[Collected data]
PR #1088, opened 2022-04-08
fix(utils): undefined bug with no entry in storage

### LINKED ISSUE #1086: atomWithStorage seems to be broken with 1.6.2
I updated Jotai to 1.6.2 just now and I noticed this seems to have broken code in my current project which uses atomWithStorage.

I can't give you a minimal reproduction now (might later). All I can say now that I have several useAtoms() of atomWithStorage in different React components and suddenly at least one started to return the local storage value of a completely different key.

*Work required*. To complete this exercise, set down every line above exactly once more.

*Task output*.
PR #1088, opened 2022-04-08
fix(utils): undefined bug with no entry in storage

### LINKED ISSUE #1086: atomWithStorage seems to be broken with 1.6.2
I updated Jotai to 1.6.2 just now and I noticed this seems to have broken code in my current project which uses atomWithStorage.

I can't give you a minimal reproduction now (might later). All I can say now that I have several useAtoms() of atomWithStorage in different React components and suddenly at least one started to return the local storage value of a completely different key.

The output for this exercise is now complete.